Well, if you only would like to make X forwarding work, i.e. run some X applications on the computer at home and have them displayed on a remote system (let’s call it work computer, because it might be at your workplace), then you possibly don’t need an ssh tunnel at all.

Start X applications without tunnel

Can you simply ssh from the work computer to your home computer? If so, when you are sitting on the work computer and want to start an X application which runs on your home computer but displayes on your work computer, you have to type (on the work computer):

ssh -X homeuser@homecomputer firefox

This will start firefox on your home computer and display it on the machine where you typed this command, e.g. your work computer.

Hidden computer needs tunnel

This is image number 3 of my sketches. Many times the home computer is not reachable directly from the internet, because it is behind a firewall or hidden through NAT (from a router).

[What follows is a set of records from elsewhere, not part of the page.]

PR #2252, opened 2023-01-02
tox: Add python3 to allow list, bump tox to 4.x

### LINKED ISSUE #1791: tox warns on windows that python3 is not installed in testenv
The following warning can be found in current GitHub Windows runner build logs.

```
WARNING: test command found but not installed in testenv
  cmd: C:\hostedtoolcache\windows\Python\3.8.10\x64\python3.EXE
  env: D:\a\python-tuf\python-tuf\.tox\py
Maybe you forgot to specify a dependency? See also the allowlist_externals envconfig setting.

DEPRECATION WARNING: this will be an error in tox 4 and above!
```

This is because we tell tox to run `python3` in the tox.ini commands section, see e.g.:
https://github.com/theupdateframework/python-tuf/blob/b2704a56a8c5023ffd7d377d8a8e72fb26a46a8a/tox.ini#L18

But Windows does not seem to install a `python3` command in the corresponding virtual environment, so it uses the system python3.exe, which [tox warns about if we don't whitelist it](https://tox.wiki/en/latest/config.html#conf-allowlist_externals).

**Possible fixes:**

- Configure GitHub windows runner to install python3 in virtual environment
  NOTE: I didn't check if we also get this warning for `python`(as we did before #1493), if we don't we could change back `python3` to `python` because that latter should run the python version for which the virtual environment was created anyway, which are only version 3 pythons.
- Whitelist python3 in tox.ini (I wouldn't do that, because we do want to use the python of the dedicated virtual environment and not any system python)

### LINKED ISSUE #2218: tests: Update to tox 4.x
I had to come up with `requirements-build.txt` to pin tox since windows test runs started failing: tox 4.x has been released and it says:
```
py: install_deps> python3 -m pip install -e . -r D:\a\python-tuf\python-tuf/requirements-test.txt
py: failed with python3 is not allowed, use allowlist_externals to allow it
```

So tox is now pinned to 3.27.1 (using "pip install --constraints"):
* should figure out what the right fix is to above error so we can upgrade tox
* then decide what to do with tox dependency and the other changes I did in https://github.com/theupdateframework/python-tuf/commit/b6c3b66ca68951dc127b2450a3323f46095ff551: I think it's correct but it was also a quick fix

jku:
This should enable tox4 and fix #1791, #2218

### DIFF
--- a/requirements-build.txt
+++ b/requirements-build.txt
@@ -1,4 +1,4 @@
 # The build and tox versions specified here are also used as constraints
 # during CI and CD Github workflows
 build==0.9.0
-tox==3.28.0
+tox==4.1.2
--- a/tox.ini
+++ b/tox.ini
@@ -27,6 +27,9 @@ deps =
 
 install_command = python3 -m pip install {opts} {packages}
 
+# Workaround https://github.com/tox-dev/tox/issues/2801 (python3 not allowed in Windows)
+allowlist_externals = python3
+
 # Develop test env to run tests against securesystemslib's master branch
 # Must to be invoked explicitly with, e.g. `tox -e with-sslib-master`
 [testenv:with-sslib-master]


joshuagl (approved):
Nice. Thanks!

jku:
Based on the answer to the tox bug report I made (closed as not a bug): it sounds like the issue is that
* the "virtualenv" does not contain python3 on windows but does on other platforms
* tox developers reasonably don't consider this a bug in tox

I suppose I'll file an issue on virtualenv?

lukpueh (approved):

PR #29, opened 2021-02-23
Fix/setup py

oleksii-symon-corva-ai:


jordanambra:
Is there a task associated with this? Do we actually require these version upgrades for our customers or can they still use older versions of them?

oleksii-symon-corva-ai:
there is no task associated, I just saw that 1. versions in setup.py and requirements were different 2. packages option could be simplified

oleksii-symon-corva-ai:
> can they still use older versions of them

I think that minimum version in `install_requires` should be 1. >= than version in requirements and 2. < than next major library version (example https://github.com/tiangolo/fastapi/blob/33be5fc8baa02bae949e1986f1821dae8f84f487/pyproject.toml#L36)

setup.py
```diff
@@ -32,12 +33,7 @@
...
     keywords='corva, sdk',
-    packages=setuptools.find_packages(exclude=[".*", "data", "test"]),
-    install_requires=[
-        "pydantic >= 1.7.2",
-        "redis >= 3.5.3",
-        "requests >= 2.25.0",
-        "urllib3 >= 1.26.2"
-    ],
+    packages=["corva"],
+    install_requires=["pydantic >= 1.7.3", "redis >= 3.5.3", "requests >= 2.25.0"],
```
finomayato, line 37: requirement ranges should be closed to not to be updated to the major version e.g. `~=`/`>=,<=`

jordanambra, line 37: I thought this was easier to read with each requirement on its own line as well

setup.py
```diff
@@ -32,12 +33,7 @@
...
     license='The Unlicense',
```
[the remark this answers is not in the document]
jordanambra: Let me ask for support from the product team on this and we will follow up with a change, if necessary.

jordanambra (changes requested):

setup.py
oleksii-symon-corva-ai: added ranges

oleksii-symon-corva-ai: fixed

jordanambra (approved):

PR #30, opened 2021-02-24
Provide tools to conveniently test Corva apps

oleksii-symon-corva-ai:
[DC-925 Provide the best way for users to test their apps](https://corvaqa.atlassian.net/browse/DC-925)

The goal is to let users seamlessly test apps, without patching and even thinking about corva-sdk

What was done?

- Created a pytest plugin that automatically does the following:
  - sets up test environment vars used by the sdk 
  - does essential patches, that allow users write tests without thinking about sdk's internals.
- Added `corva_context` fixture to plugin, which imitates AWS lambda context and can be passed by users to their apps. It is needed as users don't know, what sdk expects to receive in context.
- Made all environment variables NOT optional, as it had to be done from the beginning.
 - Changed `Corva` class to search for `api key` only in context
- Separated `test_requirements.txt` and `requirements.txt`.

How the tests might look now? [link to gamma-depth PR](corva-ai/dev-center-gamma-depth-python#8)

```python3
# lambda_function.py
from corva import Corva


def user_stream_app(event, api, cache):
    ...


def lambda_handler(event, context):
    corva = Corva(context)
    corva.stream(user_stream_app, event)


# tests/test_app.py
from lambda_function import lambda_handler


# get the corva_context provided by plugin (no imports needed)
def test_app(corva_context):
    event = ...

    lambda_handler(event, corva_context)

    assert True
```


corva/testing.py
```diff
@@ -0,0 +1,78 @@
+import contextlib
+import functools
+import os
+from unittest import mock
+
+import fakeredis
+import pytest
```
oleksii-symon-corva-ai, line 7: should this be added to setup.py `install_requires`?

corva/testing.py
```diff
@@ -0,0 +1,78 @@
...
+
+from corva.configuration import Settings
+
+
+@pytest.fixture(scope='function')
```
oleksii-symon-corva-ai, line 12: maybe it'd be better to set `autouse=True`, so that users even dont know about the fixture

finomayato:
Looks very good! Can you make a corresponding PR in the user app, so we can see how it will work from the user perspective?

oleksii-symon-corva-ai:
@finomayato please, see user app changes https://github.com/corva-ai/dev-center-gamma-depth-python/pull/8

ville (approved):

finomayato (approved):

PR #31, opened 2021-03-02
Feature/dc 1135 fix infrastructure

oleksii-symon-corva-ai:
[DC-1135 Fix corva-sdk infrastructure](https://corvaqa.atlassian.net/browse/DC-1135)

Then you can use a tunnel.

At your blue home computer (yourhost) you type:

ssh -R 5555:localhost:22 remoteuser@remotehost

where 5555 is the green port and 22 ist the pink port in the image.

If you are now at work, at the remotehost, and connect to the green port 5555, your connection is tunneled/forwarded to the pink port of your home computer’s localhost (i.e. your blue home computer itself). Now you have to type on your work computer:

ssh -X -p 5555 homeuser@localhost firefox

which will start firefox on your home computer (yourhost) and display it on the machine where you typed this command, e.g. your work computer (remotehost).

1

You need to specify the remote display that you want to forward. On remote:

DISPLAY=:0 ssh -X -p 5555 user@localhost # not sure why you used 192.168.1.2

To forward the :0 display.

Then in that shell (now running on your home machine), run:

echo "$DISPLAY"

to find out what is the forwarded display. That will be something like localhost:10, which means you need to do a TCP connection on port 6010 to connect to the display :0 on the remote machine (:0 meaning to connect to some Unix domain socket in something like /tmp/.X11-unix)

Then for an application on your machine to display on the remote server's display, it's just a matter to tell them to use localhost:10:

DISPLAY=localhost:10 xlogo

for instance.

Note that, that's a tunnel over a tunnel.